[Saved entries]
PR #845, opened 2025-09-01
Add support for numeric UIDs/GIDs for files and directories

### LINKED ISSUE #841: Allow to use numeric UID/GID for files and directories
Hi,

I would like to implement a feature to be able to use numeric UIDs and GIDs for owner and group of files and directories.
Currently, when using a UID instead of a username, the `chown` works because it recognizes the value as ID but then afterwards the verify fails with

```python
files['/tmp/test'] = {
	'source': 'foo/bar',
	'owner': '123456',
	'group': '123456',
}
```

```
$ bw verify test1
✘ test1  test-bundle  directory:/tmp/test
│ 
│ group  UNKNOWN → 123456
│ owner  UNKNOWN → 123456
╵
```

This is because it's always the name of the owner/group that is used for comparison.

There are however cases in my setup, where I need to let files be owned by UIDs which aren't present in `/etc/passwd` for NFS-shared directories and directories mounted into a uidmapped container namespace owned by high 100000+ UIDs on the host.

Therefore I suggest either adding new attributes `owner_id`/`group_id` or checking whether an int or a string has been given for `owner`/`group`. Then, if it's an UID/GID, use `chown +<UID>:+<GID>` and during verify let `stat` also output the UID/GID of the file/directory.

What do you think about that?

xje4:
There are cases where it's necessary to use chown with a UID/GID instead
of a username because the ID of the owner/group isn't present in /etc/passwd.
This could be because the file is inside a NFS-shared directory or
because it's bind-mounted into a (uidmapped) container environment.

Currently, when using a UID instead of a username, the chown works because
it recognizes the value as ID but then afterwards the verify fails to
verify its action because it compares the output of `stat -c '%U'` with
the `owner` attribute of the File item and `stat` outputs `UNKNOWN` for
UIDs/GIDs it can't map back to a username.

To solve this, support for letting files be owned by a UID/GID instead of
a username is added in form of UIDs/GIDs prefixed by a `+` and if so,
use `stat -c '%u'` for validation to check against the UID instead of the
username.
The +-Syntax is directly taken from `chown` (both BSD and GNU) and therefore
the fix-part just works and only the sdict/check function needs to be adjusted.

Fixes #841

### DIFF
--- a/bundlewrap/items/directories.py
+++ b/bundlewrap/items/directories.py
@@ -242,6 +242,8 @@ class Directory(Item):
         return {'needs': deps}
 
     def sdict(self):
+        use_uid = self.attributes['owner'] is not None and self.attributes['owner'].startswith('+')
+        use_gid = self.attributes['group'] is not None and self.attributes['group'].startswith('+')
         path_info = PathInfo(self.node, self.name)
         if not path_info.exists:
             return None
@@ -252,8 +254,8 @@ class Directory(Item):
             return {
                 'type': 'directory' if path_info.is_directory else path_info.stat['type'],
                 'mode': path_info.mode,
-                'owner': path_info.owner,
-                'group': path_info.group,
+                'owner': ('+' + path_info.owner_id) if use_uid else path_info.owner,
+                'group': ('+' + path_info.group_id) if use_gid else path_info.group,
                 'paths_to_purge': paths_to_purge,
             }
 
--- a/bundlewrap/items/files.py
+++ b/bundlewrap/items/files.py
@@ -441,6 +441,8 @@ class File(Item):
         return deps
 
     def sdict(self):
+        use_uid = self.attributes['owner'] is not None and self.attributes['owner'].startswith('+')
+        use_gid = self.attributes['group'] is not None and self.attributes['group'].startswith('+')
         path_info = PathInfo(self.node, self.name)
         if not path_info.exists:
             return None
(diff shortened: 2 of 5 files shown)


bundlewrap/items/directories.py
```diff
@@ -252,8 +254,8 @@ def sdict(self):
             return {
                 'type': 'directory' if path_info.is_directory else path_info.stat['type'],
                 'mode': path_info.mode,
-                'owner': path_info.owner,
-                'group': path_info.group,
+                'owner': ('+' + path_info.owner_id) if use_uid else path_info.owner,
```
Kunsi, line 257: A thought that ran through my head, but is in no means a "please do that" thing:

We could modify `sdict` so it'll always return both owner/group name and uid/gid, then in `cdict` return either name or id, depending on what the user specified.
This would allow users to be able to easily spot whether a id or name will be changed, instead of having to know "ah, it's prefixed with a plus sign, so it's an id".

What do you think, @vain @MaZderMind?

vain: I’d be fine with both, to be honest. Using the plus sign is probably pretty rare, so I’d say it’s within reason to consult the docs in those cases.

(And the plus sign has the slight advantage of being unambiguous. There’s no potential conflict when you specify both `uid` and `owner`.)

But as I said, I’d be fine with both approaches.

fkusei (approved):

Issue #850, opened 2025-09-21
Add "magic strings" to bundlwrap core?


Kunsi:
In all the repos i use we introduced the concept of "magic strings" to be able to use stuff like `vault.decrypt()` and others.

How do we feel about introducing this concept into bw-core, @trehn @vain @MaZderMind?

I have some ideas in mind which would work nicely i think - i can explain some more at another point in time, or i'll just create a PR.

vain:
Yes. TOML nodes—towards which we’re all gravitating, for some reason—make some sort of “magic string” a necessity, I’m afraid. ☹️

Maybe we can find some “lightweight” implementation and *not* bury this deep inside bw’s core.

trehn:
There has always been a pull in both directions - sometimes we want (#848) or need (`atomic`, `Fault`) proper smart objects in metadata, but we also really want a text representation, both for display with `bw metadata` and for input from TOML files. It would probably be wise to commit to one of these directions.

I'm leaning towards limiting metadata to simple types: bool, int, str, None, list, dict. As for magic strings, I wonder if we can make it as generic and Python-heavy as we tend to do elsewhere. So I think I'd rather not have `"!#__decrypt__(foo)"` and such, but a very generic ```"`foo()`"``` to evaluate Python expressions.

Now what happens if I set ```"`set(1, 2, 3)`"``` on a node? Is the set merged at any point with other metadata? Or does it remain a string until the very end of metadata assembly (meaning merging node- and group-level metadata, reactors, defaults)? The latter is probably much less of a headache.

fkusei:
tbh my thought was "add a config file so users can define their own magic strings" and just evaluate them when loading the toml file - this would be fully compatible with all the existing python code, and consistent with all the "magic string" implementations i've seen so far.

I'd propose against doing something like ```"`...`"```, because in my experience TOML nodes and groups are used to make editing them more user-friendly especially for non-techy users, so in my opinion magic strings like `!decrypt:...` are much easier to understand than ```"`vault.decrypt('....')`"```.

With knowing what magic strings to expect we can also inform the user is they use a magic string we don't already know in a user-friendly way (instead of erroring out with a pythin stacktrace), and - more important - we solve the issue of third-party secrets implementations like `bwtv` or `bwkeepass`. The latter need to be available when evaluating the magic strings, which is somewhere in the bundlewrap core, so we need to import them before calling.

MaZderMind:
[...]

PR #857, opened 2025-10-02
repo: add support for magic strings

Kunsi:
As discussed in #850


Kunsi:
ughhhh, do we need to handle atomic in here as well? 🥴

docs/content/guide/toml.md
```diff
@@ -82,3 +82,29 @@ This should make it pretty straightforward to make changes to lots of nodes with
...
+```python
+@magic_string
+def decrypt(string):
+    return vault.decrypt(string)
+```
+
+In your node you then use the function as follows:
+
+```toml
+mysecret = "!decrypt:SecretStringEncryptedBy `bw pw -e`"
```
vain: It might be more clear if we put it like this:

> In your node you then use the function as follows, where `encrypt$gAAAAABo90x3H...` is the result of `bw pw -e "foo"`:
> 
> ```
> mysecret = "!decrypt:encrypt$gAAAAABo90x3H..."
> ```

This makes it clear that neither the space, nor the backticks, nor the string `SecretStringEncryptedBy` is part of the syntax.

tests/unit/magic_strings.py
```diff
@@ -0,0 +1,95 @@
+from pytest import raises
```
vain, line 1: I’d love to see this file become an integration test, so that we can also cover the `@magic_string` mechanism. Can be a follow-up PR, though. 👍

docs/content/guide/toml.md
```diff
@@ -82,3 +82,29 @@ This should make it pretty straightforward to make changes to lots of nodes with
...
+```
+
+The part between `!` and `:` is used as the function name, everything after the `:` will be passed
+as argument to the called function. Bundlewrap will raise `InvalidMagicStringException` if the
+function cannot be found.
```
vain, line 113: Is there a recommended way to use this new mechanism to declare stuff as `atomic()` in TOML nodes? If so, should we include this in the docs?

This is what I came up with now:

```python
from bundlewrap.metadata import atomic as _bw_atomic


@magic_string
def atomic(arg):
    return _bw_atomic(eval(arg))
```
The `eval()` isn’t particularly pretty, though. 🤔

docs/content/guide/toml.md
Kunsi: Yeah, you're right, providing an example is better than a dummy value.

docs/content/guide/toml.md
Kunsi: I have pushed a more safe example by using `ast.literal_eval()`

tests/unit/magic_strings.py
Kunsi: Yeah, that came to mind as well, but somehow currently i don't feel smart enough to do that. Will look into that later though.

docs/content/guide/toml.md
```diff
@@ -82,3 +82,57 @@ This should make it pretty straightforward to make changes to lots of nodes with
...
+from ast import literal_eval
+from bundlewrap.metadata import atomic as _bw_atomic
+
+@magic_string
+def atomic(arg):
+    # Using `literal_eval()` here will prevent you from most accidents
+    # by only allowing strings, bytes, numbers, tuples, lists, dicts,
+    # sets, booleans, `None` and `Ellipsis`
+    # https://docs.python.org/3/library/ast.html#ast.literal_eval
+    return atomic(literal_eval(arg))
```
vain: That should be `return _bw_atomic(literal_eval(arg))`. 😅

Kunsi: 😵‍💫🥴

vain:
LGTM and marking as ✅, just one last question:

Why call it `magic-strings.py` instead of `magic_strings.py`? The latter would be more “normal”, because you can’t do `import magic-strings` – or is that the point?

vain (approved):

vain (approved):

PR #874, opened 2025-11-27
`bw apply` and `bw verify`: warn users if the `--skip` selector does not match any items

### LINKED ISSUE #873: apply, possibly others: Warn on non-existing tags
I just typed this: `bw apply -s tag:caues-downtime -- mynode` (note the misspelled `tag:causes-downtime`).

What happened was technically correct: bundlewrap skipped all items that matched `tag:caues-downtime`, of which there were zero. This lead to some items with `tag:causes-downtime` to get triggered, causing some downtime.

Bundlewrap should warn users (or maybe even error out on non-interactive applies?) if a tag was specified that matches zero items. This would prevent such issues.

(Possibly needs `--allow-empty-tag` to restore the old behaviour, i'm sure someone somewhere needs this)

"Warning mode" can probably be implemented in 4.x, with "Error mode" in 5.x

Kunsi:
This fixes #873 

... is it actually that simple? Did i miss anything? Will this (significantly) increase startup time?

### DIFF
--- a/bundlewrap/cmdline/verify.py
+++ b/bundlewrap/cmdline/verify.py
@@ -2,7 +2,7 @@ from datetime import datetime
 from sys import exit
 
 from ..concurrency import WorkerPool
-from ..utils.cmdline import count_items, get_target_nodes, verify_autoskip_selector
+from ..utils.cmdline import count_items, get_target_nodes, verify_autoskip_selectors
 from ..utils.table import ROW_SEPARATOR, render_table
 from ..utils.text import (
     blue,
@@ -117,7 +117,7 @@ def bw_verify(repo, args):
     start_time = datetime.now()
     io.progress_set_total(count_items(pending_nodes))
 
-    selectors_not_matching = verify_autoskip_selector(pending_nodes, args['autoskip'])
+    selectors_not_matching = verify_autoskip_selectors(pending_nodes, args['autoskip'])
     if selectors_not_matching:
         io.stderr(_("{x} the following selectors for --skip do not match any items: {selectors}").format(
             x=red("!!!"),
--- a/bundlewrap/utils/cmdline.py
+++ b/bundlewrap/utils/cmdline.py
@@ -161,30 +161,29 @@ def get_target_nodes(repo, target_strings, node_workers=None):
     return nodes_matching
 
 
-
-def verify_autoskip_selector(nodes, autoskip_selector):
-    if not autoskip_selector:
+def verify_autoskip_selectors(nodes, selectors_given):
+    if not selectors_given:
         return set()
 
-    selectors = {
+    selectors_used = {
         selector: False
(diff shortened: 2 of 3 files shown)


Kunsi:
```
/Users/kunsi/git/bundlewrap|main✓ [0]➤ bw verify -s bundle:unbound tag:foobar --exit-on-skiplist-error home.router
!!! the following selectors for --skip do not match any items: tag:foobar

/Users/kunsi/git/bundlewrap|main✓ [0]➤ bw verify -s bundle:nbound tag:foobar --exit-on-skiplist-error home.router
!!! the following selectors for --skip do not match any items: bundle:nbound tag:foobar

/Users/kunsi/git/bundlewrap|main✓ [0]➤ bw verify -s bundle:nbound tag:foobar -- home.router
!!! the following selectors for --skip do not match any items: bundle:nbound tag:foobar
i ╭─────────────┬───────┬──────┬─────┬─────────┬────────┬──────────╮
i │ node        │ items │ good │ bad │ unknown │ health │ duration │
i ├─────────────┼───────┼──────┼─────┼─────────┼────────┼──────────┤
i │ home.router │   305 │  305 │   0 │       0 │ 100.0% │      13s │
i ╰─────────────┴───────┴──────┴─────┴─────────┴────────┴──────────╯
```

■ TASK STATEMENT ■
Out of the records above, pick each line that contains the string "owned".

■ EXERCISE RESPONSE ■
There are however cases in my setup, where I need to let files be owned by UIDs which aren't present in `/etc/passwd` for NFS-shared directories and directories mounted into a uidmapped container namespace owned by high 100000+ UIDs on the host.
To solve this, support for letting files be owned by a UID/GID instead of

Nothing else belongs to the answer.